Please solve this for me..

∫ln(2x) dx   ...we can do this one by parts....(it's pretty simple, really!!!!)

let dv = (1) dx    v = x

let u = ln(2x)   du = 2/(2x) dx  = 1/x dx

So we have

∫ u dv =  [u * v ] - ∫ v du  =  x*ln(2x) - ∫ x (1/x) dx  =  x*ln(2x)  - ∫  dx =  x*ln(2x) - x

And  substituting in the integration limits we have

[ 2ln[2(2)] - 1 ln[2(1)] - [2 - 1] = about 1.0794

And that's it !!!

You have got to be joking - Incidently, it is not funny!

if you open the image at new window.. The image will become upsise down back.. Maybe this person upload it through a phone.. This could be sometimes.. Dont be harsh..

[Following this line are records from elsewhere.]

PR #2081, opened 2026-06-19
Add knip dead-code / unused-export sensor as a gated CI check

natb1:
Closes #2066

Adds a dead-code / unused-export sensor as a **gated CI check** built on
[knip](https://knip.dev) (the issue's preferred tool — it covers unused files,
exports, types, *and* dependencies in one pass). The check fails a PR when it
introduces *newly* orphaned code, while tolerating the pre-existing backlog via a
documented config allowlist. Part of epic #2061 (code-quality decay sensors).

## How it works

knip has no native baseline feature, so its own config (`entry` / `ignore` /
`ignoreDependencies` / `@public` JSDoc tags) *is* the baseline. A whole-repo run
is clean today; a *newly* orphaned export is not in the allowlist, so knip
reports it and CI fails — **including cross-file orphans** (a PR that removes the
last consumer of an export in an unchanged file is caught, because that export
was not previously dead). The run is whole-repo (not diff-scoped) precisely so
that canonical cross-file case is covered, since knip computes cross-workspace
reachability.

The sensor is **advisory/blocking, never auto-deleting**: the flagged set
includes harness-invoked scripts and seed files, so automatic removal would be
unsafe. Auto-fix / `/review-fix` integration is intentionally out of scope (a
possible future enhancement once the config proves stable).

## Unit 1 — knip + curated config

- Adds `knip` to root `devDependencies`.
- Adds a root **`knip.jsonc`** (JSONC so every allowlist entry carries a one-line
  `//` justification — the AC's "documented allowlist"):
  - **Tree-ignores** `.claude/**` (harness-invoked Workflow/skill scripts —
    deleting e.g. `review-fix.js` would break the harness) and
    `scaffolding/firebase/templates/**` (copied, never imported).
  - **Per-workspace `entry` overrides** for tooling that has no static importer
    but is invoked by a runner/harness: `seeds/**`, `e2e/**`, `scripts/**`,
    `bin/**`. `entry` (not `ignore`) is used so the utilities these files consume
    stay "used" rather than being blinded.
  - **CSS-imported deps** (`@commons-systems/style`, `@commons-systems/ds`) are
    allowlisted per-name — knip 6 doesn't trace bare CSS `@import` into
    `node_modules`.
  - **Genuine residual dead code** is *baselined, not deleted* (some "unused"
    exports are intentional public API). Encoded via narrow per-export `@public`
    JSDoc tags (12, all on `budget/src` sources) plus per-name dep entries — each
    documented. Every allowlist entry is narrow enough that a brand-new orphan of
    the same kind still fires.

Each suppression was checked against the live `npx knip` output of the installed
version, and the genuinely-unused deps (`d3-scale*`, `@google-cloud/secret-manager`,
and a few `@commons-systems/*`) were grep-verified individually before being
baselined as deletion candidates rather than removed in this PR.

## Unit 2 — gated CI job

- **`run-dead-code.sh`** — runs `npx knip --max-issues 0` **once at repo root**
  (cross-workspace reachability requires a single whole-repo run, unlike
  `run-lint.sh`'s per-workspace loop). Installs root deps via `ensure_deps`.
- **`detect-changes.sh`** — adds a broad `deadcode=true` gate on any TS/JS or
  knip-config change (any such change anywhere can orphan code elsewhere, so the
  whole-repo run must trigger).
- **`unit-tests.yml`** — adds a `dead-code` job mirroring the `lint` job
  (checkout `fetch-depth: 0`, detect-changes, gated `setup-node`, gated runner).

## Verification

- **Clean baseline:** `npx knip` exits 0 on the branch.
- **Catches a new orphan:** a deliberately-unused `export const __probe = 1`
  added to a tracked source was flagged by name (exit 1); removed → exit 0.
- **Catches a cross-file orphan:** deleting the sole consumer of an existing
  export made knip flag it in its *unchanged* defining file (exit 1); reverted.
- **Gate:** `detect-changes.sh` emits `deadcode=true` for `.ts`/`.tsx`/knip-config
  changes and omits it for docs-only diffs.
- **CI job:** `run-dead-code.sh` exits 0 locally; the `dead-code` job mirrors the
  `lint` job's structure with the same pinned action SHAs.

## Follow-up (not this PR)

The baselined residual is deletion-candidate work for a future ratchet: the 12
`@public`-tagged `budget` exports (`parseFirestore*`, `renderLoadError`) and the
genuinely-unused deps. Shrinking the allowlist is follow-up, not this PR's scope.

### DIFF
--- a/.claude/skills/dispatch-propagate/scripts/detect-changes.sh
+++ b/.claude/skills/dispatch-propagate/scripts/detect-changes.sh
@@ -32,6 +32,11 @@ fi
 if echo "$CHANGED" | grep -qE '^(firestore\.rules$|storage\.rules$|rules-test/|\.claude/skills/dispatch-propagate/scripts/|firebase\.json$|package\.json$|package-lock\.json$)'; then
   echo "rules=true" >> "$GITHUB_OUTPUT"
 fi
+# dead-code check runs knip at repo root — any TS/JS/knip-config change can
+# orphan code elsewhere, so trigger on any such change across the repo.
+if echo "$CHANGED" | grep -qE '\.(ts|tsx|js|jsx|mjs|cjs)$|^knip\.(json|jsonc|ts)$'; then
+  echo "deadcode=true" >> "$GITHUB_OUTPUT"
+fi
 # go-tests needs the Go toolchain. Set go=true when a changed file is under a
 # discovered Go module. list-go-modules.sh discovers module roots from go.mod
 # locations, so a new Go module needs no edit here.
--- a/.claude/skills/dispatch-propagate/scripts/run-dead-code.sh
+++ b/.claude/skills/dispatch-propagate/scripts/run-dead-code.sh
@@ -1,0 +1,21 @@
+#!/usr/bin/env bash
+set -euo pipefail
+
+REPO_ROOT=$(git rev-parse --show-toplevel)
+SCRIPTS="$(cd "$(dirname "$0")" && pwd)"
+
+# shellcheck source=lib.sh
+source "$SCRIPTS/lib.sh"
+
+# Install root node_modules once (knip runs at repo root, not per-workspace)
+ensure_deps
+
+echo "=== Dead-code check (knip) ==="
+if (cd "$REPO_ROOT" && npx knip --max-issues 0); then
+  echo "PASS: dead-code check"
+else
+  echo "FAIL: dead-code check" >&2
+  exit 1
+fi
+
+echo "All dead-code checks passed."
--- a/.github/workflows/unit-tests.yml
+++ b/.github/workflows/unit-tests.yml
@@ -109,6 +109,24 @@ jobs:
       - name: Run lint
         run: .claude/skills/dispatch-propagate/scripts/run-lint.sh
 
+  dead-code:
+    runs-on: ubuntu-latest
+    steps:
+      - uses: actions/checkout@11bd71901bbe5b1630ceea73d27597364c9af683 # v4
+        with:
+          fetch-depth: 0
+      - name: Detect changed file categories
+        id: changes
+        run: .claude/skills/dispatch-propagate/scripts/detect-changes.sh
+      - uses: actions/setup-node@49933ea5288caeca8642d1e84afbd3f7d6820020 # v4
+        if: steps.changes.outputs.deadcode == 'true'
+        with:
+          node-version-file: .node-version
+          cache: 'npm'
+      - name: Run dead-code check
+        if: steps.changes.outputs.deadcode == 'true'
+        run: .claude/skills/dispatch-propagate/scripts/run-dead-code.sh
+
   typecheck:
     runs-on: ubuntu-latest
     steps:
--- a/budget/src/entities/account.ts
+++ b/budget/src/entities/account.ts
@@ -95,6 +95,11 @@ export interface SeedAccount {
 
 // ── Firestore → Account ───────────────────────────────────────────────────────
 
+/**
+ * @public knip baseline (#2066): residual unused export, not deleted per the
+ * no-bulk-delete line — part of the symmetric per-entity parseFirestore* set.
+ * Deletion candidate; see PR notes.
+ */
 export function parseFirestoreAccount(docSnap: QueryDocumentSnapshot<DocumentData, DocumentData>): Account {
   const data = docSnap.data();
   return {
--- a/budget/src/entities/budget-period.ts
+++ b/budget/src/entities/budget-period.ts
@@ -98,6 +98,11 @@ function requireCategoryBreakdown(value: unknown): Record<string, number> {
 
 // ── Firestore → BudgetPeriod ──────────────────────────────────────────────────
 
+/**
+ * @public knip baseline (#2066): residual unused export, not deleted per the
+ * no-bulk-delete line — part of the symmetric per-entity parseFirestore* set.
+ * Deletion candidate; see PR notes.
+ */
 export function parseFirestoreBudgetPeriod(docSnap: QueryDocumentSnapshot<DocumentData, DocumentData>): BudgetPeriod {
   const data = docSnap.data();
   const periodStart = requireTimestamp(data.periodStart, "periodStart");
--- a/budget/src/entities/budget.ts
+++ b/budget/src/entities/budget.ts
@@ -166,6 +166,11 @@ export function validateBudgetOverrideOrdering(
 
 // ── Firestore → Budget ────────────────────────────────────────────────────────
 
+/**
+ * @public knip baseline (#2066): residual unused export, not deleted per the
+ * no-bulk-delete line — part of the symmetric per-entity parseFirestore* set.
+ * Deletion candidate; see PR notes.
+ */
 export function parseFirestoreBudget(docSnap: QueryDocumentSnapshot<DocumentData, DocumentData>): Budget {
   const data = docSnap.data();
   const name = requireString(data.name, "name");
--- a/budget/src/entities/journal-entry.ts
+++ b/budget/src/entities/journal-entry.ts
@@ -68,6 +68,11 @@ export interface SeedJournalEntry {
 
 // ── Firestore → JournalEntry ──────────────────────────────────────────────────
 
+/**
+ * @public knip baseline (#2066): residual unused export, not deleted per the
+ * no-bulk-delete line — part of the symmetric per-entity parseFirestore* set.
+ * Deletion candidate; see PR notes.
+ */
 export function parseFirestoreJournalEntry(docSnap: QueryDocumentSnapshot<DocumentData, DocumentData>): JournalEntry {
   const data = docSnap.data();
   return {
--- a/budget/src/entities/journal-leg.ts
+++ b/budget/src/entities/journal-leg.ts
@@ -94,6 +94,11 @@ export interface SeedJournalLeg {
 
 // ── Firestore → JournalLeg ────────────────────────────────────────────────────
 
+/**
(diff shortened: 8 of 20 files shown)


natb1:
## QA Summary — issue #2066 / PR #2081

### Items executed: 7

| # | Title | Lane | Result |
|---|-------|------|--------|
| 1 | Dead-code sensor runs in CI (whole-repo knip job) | shell | PASS |
| 2 | Clean baseline passes (no false positives on current tree) | shell | PASS |
| 3 | Curated config and allowlist are present and documented | shell | PASS |
| 4 | knip registered as a root devDependency | shell | PASS |
| 5 | Change-detection gate triggers on TS/JS or knip-config changes | shell | PASS |
| 6 | dead-code job wired into the unit-tests workflow | shell | PASS |
| 7 | Sensor flags newly orphaned code (diff-scoped detection) | deferred | planned-deferral |

**PASS: 6 · FAIL: 0 · SKIP: 0 · Deferred (planned-deferral): 1**

No bugs found. No browser walkthrough (no browser-component items in plan).

---

### Disposition triage

| 7 | Sensor flags newly orphaned code (diff-scoped detection) | needs-main | n/a |

**Rationale (item 7):** `planned_deferral=true` — the positive-detection case (knip exits 1 on a deliberately-orphaned export, then 0 after revert) requires mutating the working tree; it is non-assertable as a single idempotent command against the clean merged tree. The PR documents it was verified at author time. Filed as a `blocked_by` follow-up for downstream verification.

Non-fixing pass: no opus-fixable items were found, so residue is routed to follow-up (needs-main items) rather than an auto-fix lane.

---

### Filed follow-ups

- **#2083** — `qa-needs-main #2066: sensor-flags-newly-orphaned-code-diff-scoped-detection`
  (will receive `main-qa` + `dispatch:office-hours` labels; blocked_by #2066)

natb1:
# Fix-checks summary — PR #2081

## Iteration 1

- **Failed checks:** lint
- **Outcome:** needs-human
- **Reproduced:** yes
- **Reproduce command:** `.claude/skills/dispatch-propagate/scripts/run-lint.sh --app budget`
- **Failure excerpt:**

  ```
  budget/src/budget-seed-data.d.ts
    6:3  error  './entities/budget' import is restricted from being used by a
    pattern. Layering violation: 'budget' is a top-level app package and must
    not be imported by libraries, utils, or @commons-systems/ds ...
    @typescript-eslint/no-restricted-imports
  ✖ 1 problem (1 error, 0 warnings)
  ```

- **Why not caught:** Pre-existing defect inherited from `origin/main`, not
  introduced by this PR. The architecture-boundary lint rule landed on main in
  commit `e32dee3b` ("Architecture boundary lint: forbid importing top-level app
  packages"); its `@typescript-eslint/no-restricted-imports` `group: [app,
  "${app}/**"]` pattern matches *relative* imports whose final path segment
  equals an app-package name. `budget/src/budget-seed-data.d.ts:6` does
  `export type { ... } from "./entities/budget"` — a legitimate intra-package
  relative import — and the bare `budget` pattern matches its trailing segment, a
  false positive. Both `config/eslint.config.js` and
  `budget/src/budget-seed-data.d.ts` are byte-identical to `origin/main`
  (`git diff origin/main...HEAD` empty for both); this PR's only `budget/src`
  changes are comment-only `@public` JSDoc tags. The failure surfaced here only
  because the budget workspace is linted on this PR's run; main never surfaced it.
  The fix belongs on main (anchor the rule so relative imports never match, plus a
  relative-import regression test in `config/test/eslint-boundaries.test.ts`) —
  `config/` is a sandbox-protected guardrail path and the change is a design
  decision on an architecture boundary, out of scope for this dead-code PR. It is
  systemic: any open PR that re-lints `budget/src` after merging main hits the
  same error.
- **Required action:** Fix the boundary-lint false-positive on `main` — make the
  `no-restricted-imports` patterns in `config/eslint.config.js` not match
  relative imports (`./...`) whose last segment coincides with an app-package
  name, and add a relative-import regression case to
  `config/test/eslint-boundaries.test.ts`. Likely a `dispatch:main-broken`
  candidate. Then re-merge main into this branch and re-run CI. This PR's own
  dead-code sensor (the `dead-code` job) already passes.

natb1:
# Fix-checks summary — PR #2081

## Iteration 1

- **Failed checks:** lint
- **Outcome:** needs-human
- **Reproduced:** yes
- **Reproduce command:** `.claude/skills/dispatch-propagate/scripts/run-lint.sh --app budget`
- **Failure excerpt:**

  ```
  budget/src/budget-seed-data.d.ts
    6:3  error  './entities/budget' import is restricted from being used by a
    pattern. Layering violation: 'budget' is a top-level app package and must
    not be imported by libraries, utils, or @commons-systems/ds ...
    @typescript-eslint/no-restricted-imports
  ✖ 1 problem (1 error, 0 warnings)
  ```

- **Why not caught:** Pre-existing defect inherited from `origin/main`, not
  introduced by this PR. The architecture-boundary lint rule landed on main in
  commit `e32dee3b` ("Architecture boundary lint: forbid importing top-level app
  packages"); its `@typescript-eslint/no-restricted-imports` `group: [app,
  "${app}/**"]` pattern matches *relative* imports whose final path segment
  equals an app-package name. `budget/src/budget-seed-data.d.ts:6` does
  `export type { ... } from "./entities/budget"` — a legitimate intra-package
  relative import — and the bare `budget` pattern matches its trailing segment, a
  false positive. Both `config/eslint.config.js` and
  `budget/src/budget-seed-data.d.ts` are byte-identical to `origin/main`
  (`git diff origin/main...HEAD` empty for both); this PR's only `budget/src`
  changes are comment-only `@public` JSDoc tags. The failure surfaced here only
  because the budget workspace is linted on this PR's run; main never surfaced it.
  The fix belongs on main (anchor the rule so relative imports never match, plus a
  relative-import regression test in `config/test/eslint-boundaries.test.ts`) —
  `config/` is a sandbox-protected guardrail path and the change is a design
  decision on an architecture boundary, out of scope for this dead-code PR. It is
  systemic: any open PR that re-lints `budget/src` after merging main hits the
  same error.
- **Required action:** Fix the boundary-lint false-positive on `main` — make the
  `no-restricted-imports` patterns in `config/eslint.config.js` not match
  relative imports (`./...`) whose last segment coincides with an app-package
  name, and add a relative-import regression case to
  `config/test/eslint-boundaries.test.ts`. Likely a `dispatch:main-broken`
  candidate. Then re-merge main into this branch and re-run CI. This PR's own
  dead-code sensor (the `dead-code` job) already passes.

## Iteration 2

- **Failed checks:** lint
- **Outcome:** fixed
- **Reproduced:** yes
- **Reproduce command:** `.claude/skills/dispatch-propagate/scripts/run-lint.sh --app budget`
- **Failure excerpt:** (same as Iteration 1 — boundary-lint false positive on
  `budget/src/budget-seed-data.d.ts:6`, `./entities/budget`)
- **Why not caught:** Same root cause as Iteration 1. Iteration 1 escalated this
  to office-hours as a main-introduced defect outside this PR's lane; the
  maintainer then directed fixing it here, so the fix is applied in this branch
  rather than deferred to a separate main-broken issue.
- **Fix:** Anchored the architecture-boundary rule so it can no longer match
  relative imports. In `config/eslint.config.js`, replaced the gitignore-style
  `group: [app, "${app}/**"]` (a bare segment matches at any path depth, so
  `budget` matched the trailing segment of `./entities/budget`) with an anchored
  `regex: "^<app>(/|$)"` that matches only specifiers *starting* with the app
  name — which a relative import (`./…`, `../…`) never does. The app name is
  RegExp-escaped. Added two regression cases to
  `config/test/eslint-boundaries.test.ts` (`./entities/budget` and `../print`
  must not flag); all 21 config tests pass and full-workspace lint is green.
  Commit `90402382` (pushed after a clean merge of origin/main).

natb1:
## Review: PR #2081 — Dead-code / unused-export sensor (knip)

**7 findings across all reviewers (code-review, review, security domains). No code changes required.**

---

### Informational

- `f1` — `.claude/skills/dispatch-propagate/scripts/run-dead-code.sh:14`: `REPO_ROOT` + `cd` approach is correct; `ensure_deps` may not change directory, and knip must run at repo root for cross-workspace reachability. Consistent with `run-lint.sh`. _No action needed._

- `f2` — `.claude/skills/dispatch-propagate/scripts/detect-changes.sh:35`: Broad `.js/.jsx` gate on any repo path is intentional — since knip is a whole-repo cross-workspace check, any TS/JS/config change anywhere can affect the dead-code result. _No action needed._

- `r1` — `knip.jsonc`: The config is contributor-editable, so a future PR could add an allowlist entry suppressing real dead code. The existing inline justification comments are the right mitigation; review process is the guard. _No action needed — informational for reviewers._

- `r2` — `budget/src/entities/account.ts` (and 11 similar): `@public` is a knip-specific convention. The existing `// knip baseline (#2066): ...` comments already explain intent. _No action needed._

---

### Dismissed / False-positive

- `iv1` — `detect-changes.sh:35` (input-validation): No injection risk — the `CHANGED` variable contains git diff filenames; the grep checks for file extensions only, not executing filenames. _False-positive._

- `rt1` — `knip.jsonc` (red-team): `ignoreFiles: [".claude/**"]` is correct; harness scripts are legitimately excluded. A contributor adding malicious code to `.claude/` is visible in the diff and subject to code review — dead-code sensors are not the right defense for that threat. _False-positive._

---

### Deferred

- `sr1` — `.github/workflows/unit-tests.yml` (security-review): The `dead-code` CI job has no explicit `permissions` block; it inherits workflow-level defaults. Adding `permissions: contents: read` is a hardening improvement (defense-in-depth). Filed as follow-up #2090.

---

_No security vulnerabilities found. No code changes applied. CI is passing._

Here's the second one.....the partial fraction decomposition deals with repeated linear factors, so we have

[6x - 3] /  [(x +1)^2 (x -1)] =  A / (x + 1) + B / (x + 1)^2  + C / (x - 1)

And we have

(6x - 3) = A(x+1)(x-1) + B ( x -1) + C (x+1)^2    expand

(6x - 3)  = Ax^2 - A + Bx - B + Cx^2 + 2C(x) + C   simplify

(6x - 3) = (A + C)x^2 + (B + 2C)x - (A + B - C)     ....and, equating coefficients, we have the folllowing system of equations

A + C = 0  →  A =- C

B + 2C = 6

A + B - C = 3   →  -2C + B = 3

And, adding the second and third equations, we have, 2B = 9 → B = 9/2

Then, using the second equation, (9/2) + 2C = 6 →  2C = 3/2 → C = 3/4 → A -3/4

So this gives us

∫ [6x-3]/ [(x+1)^2 (x-1)] dx =

∫(-3/4)/(x+1) dx + ∫(9/2)/(x + 1)^2 + ∫(3/4)/(x-1) dx

The first and last integrals become

-(3/4)ln(x + 1)  + (3/4)ln(x-1)  =  (3/4)[ln (x - 1) - ln(x+1)  = (3/4)ln [(x-1) / (x+1)] + C₁

For the middle integral, let x + 1 = u   ...then du = dx  and we have

(9/2)∫u^(-2) du = -(9/2)u^(-1)  = (-9/2)/(x + 1) + C₂

And putting  everything together (and letting C1 + C2  = C), we arrive at

(3/4)ln [(x-1) / (x+1)] - (-9/2)/(x + 1) + C

Using partial fractions can be helpful in these situations and usually leads to  "ln" integrals which can be more easily evaluated...!!!